PR #3920, opened 2025-03-27
Add integration tests for urlQueryParam

### LINKED ISSUE #2199: [Captures] and [Asserts]: add support for query parameters parsing

ashishajr:
# Description
Add integration tests for `urlQueryParam`

# Related Issue
Should close #2199


jcamiel (changes requested):
Some changes @ashishajr

- could you change `invalid_urlQueryParam*` files to `invalid_url_query_param*` (lowercase)
- the `invalid_url_query_param.hurl` should be:

```hurl
GET http://localhost:8000/utf8
HTTP 200
[Asserts]
jsonpath "$.url" urlQueryParam ?? == 1 
```

So the parser error will just after `urlQueryParam`

jcamiel (approved):

Issue #3840, opened 2025-03-13
Support base64 URL safe decode / encode


verigak:
### Problem to solve

Django's `urlsafe_base64_encode` strips the trailing `=` which then causes `base64Decode` to fail.

https://github.com/django/django/blob/e7a9d756eedd0317132c81c3695d4a34bba5dcd3/django/utils/http.py#L177-L182

### Proposal

It would be nice if `base64Decode` could handle missing padding. `urlsafe_base64_decode` in Django achieves this by appending any missing `=` before decoding: https://github.com/django/django/blob/e7a9d756eedd0317132c81c3695d4a34bba5dcd3/django/utils/http.py#L185-L194

jcamiel:
Hi @verigak 

As we've discussed in one of the PR implementing base64 encoding / decoding, we're going to add two new filters to be able to decode/encode [base64 URL safe](https://developer.mozilla.org/en-US/docs/Glossary/Base64) variants (no padding and  `+/` replaced with `-_`) (it's not just about padding)

ashishajr:
@jcamiel, I'd love to work on this next. To confirm, the filters would have the same signature as the current base64 encode/decode filters and would the filters be called `urlSafeBase64Decode` and `urlSafeBase64Encode`?

jcamiel:
Ok @ashishajr , we can go with the same signature if base64Encode/Decode. About the name, maybe go with base64UrlSafeEncode/Decode so the base64 filters start with the same prefix.

PR #3931, opened 2025-03-31
Add base64 url safe encode and decode filters

ashishajr:
# Description
- Add base64 url safe encode and decode filters
- Change unit tests for `base64Encode` and `base64Decode` to include padded `=` in input and output
- Rename `base64Encode` and `base64Decode` tests, failing tests were incorrectly labelled `ok` 

# Related Issue
#3840


ashishajr:
Hey @jcamiel, when decoding using the `base64UrlSafeDecode`, the Rust engine will throw an error if the string has padding 

> [The pre-configured NO_PAD engines will reject inputs containing padding = characters. To encode without padding and still accept padding while decoding, create an engine with that padding mode](https://docs.rs/base64/latest/base64/#padding-characters).

If the string contains padding, the error message it would show now is of type `RunnerErrorKind::FilterInvalidInput` with the message `Base64 string contains padding (use base64Decode instead)`. 

Would this work or would you like me to change it to a different error message?

jcamiel:
@ashishajr The message is perfect!

jcamiel (approved):
Everything looks OK @ashishajr !

PR #3937, opened 2025-03-31
Add integration tests for base64 url safe filters

ashishajr:
# Description
Add integration tests for `base64UrlSafeEncode` and `base64UrlSafeDecode` filters

# Related Issue
#3840


integration/hurl/tests_failed/filter.py
```diff
@@ -7,6 +7,7 @@ def error_filter():
     return Response(
         """{
           "file":"5L2g5aW95LiW5",
+          "file_pad":"0YjQtdC70LvRiw==",
```
jcamiel, line 10: Instead of this value `file_pad`, I would prefer having a value `text_encoded`: `PDw_Pz8-Pg`in response  that shows characters specific to base64 url safe encoding so the asserts could be:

:: Task requirements ::
Your task is to retype the records precisely as they stand.

:: Task response ::
PR #3920, opened 2025-03-27
Add integration tests for urlQueryParam

### LINKED ISSUE #2199: [Captures] and [Asserts]: add support for query parameters parsing

ashishajr:
# Description
Add integration tests for `urlQueryParam`

# Related Issue
Should close #2199


jcamiel (changes requested):
Some changes @ashishajr

- could you change `invalid_urlQueryParam*` files to `invalid_url_query_param*` (lowercase)
- the `invalid_url_query_param.hurl` should be:

```hurl
GET http://localhost:8000/utf8
HTTP 200
[Asserts]
jsonpath "$.url" urlQueryParam ?? == 1 
```

So the parser error will just after `urlQueryParam`

jcamiel (approved):

Issue #3840, opened 2025-03-13
Support base64 URL safe decode / encode


verigak:
### Problem to solve

Django's `urlsafe_base64_encode` strips the trailing `=` which then causes `base64Decode` to fail.

https://github.com/django/django/blob/e7a9d756eedd0317132c81c3695d4a34bba5dcd3/django/utils/http.py#L177-L182

### Proposal

It would be nice if `base64Decode` could handle missing padding. `urlsafe_base64_decode` in Django achieves this by appending any missing `=` before decoding: https://github.com/django/django/blob/e7a9d756eedd0317132c81c3695d4a34bba5dcd3/django/utils/http.py#L185-L194

jcamiel:
Hi @verigak 

As we've discussed in one of the PR implementing base64 encoding / decoding, we're going to add two new filters to be able to decode/encode [base64 URL safe](https://developer.mozilla.org/en-US/docs/Glossary/Base64) variants (no padding and  `+/` replaced with `-_`) (it's not just about padding)

ashishajr:
@jcamiel, I'd love to work on this next. To confirm, the filters would have the same signature as the current base64 encode/decode filters and would the filters be called `urlSafeBase64Decode` and `urlSafeBase64Encode`?

jcamiel:
Ok @ashishajr , we can go with the same signature if base64Encode/Decode. About the name, maybe go with base64UrlSafeEncode/Decode so the base64 filters start with the same prefix.

PR #3931, opened 2025-03-31
Add base64 url safe encode and decode filters

ashishajr:
# Description
- Add base64 url safe encode and decode filters
- Change unit tests for `base64Encode` and `base64Decode` to include padded `=` in input and output
- Rename `base64Encode` and `base64Decode` tests, failing tests were incorrectly labelled `ok` 

# Related Issue
#3840


ashishajr:
Hey @jcamiel, when decoding using the `base64UrlSafeDecode`, the Rust engine will throw an error if the string has padding 

> [The pre-configured NO_PAD engines will reject inputs containing padding = characters. To encode without padding and still accept padding while decoding, create an engine with that padding mode](https://docs.rs/base64/latest/base64/#padding-characters).

If the string contains padding, the error message it would show now is of type `RunnerErrorKind::FilterInvalidInput` with the message `Base64 string contains padding (use base64Decode instead)`. 

Would this work or would you like me to change it to a different error message?

jcamiel:
@ashishajr The message is perfect!

jcamiel (approved):
Everything looks OK @ashishajr !

PR #3937, opened 2025-03-31
Add integration tests for base64 url safe filters

ashishajr:
# Description
Add integration tests for `base64UrlSafeEncode` and `base64UrlSafeDecode` filters

# Related Issue
#3840


integration/hurl/tests_failed/filter.py
```diff
@@ -7,6 +7,7 @@ def error_filter():
     return Response(
         """{
           "file":"5L2g5aW95LiW5",
+          "file_pad":"0YjQtdC70LvRiw==",
```
jcamiel, line 10: Instead of this value `file_pad`, I would prefer having a value `text_encoded`: `PDw_Pz8-Pg`in response  that shows characters specific to base64 url safe encoding so the asserts could be:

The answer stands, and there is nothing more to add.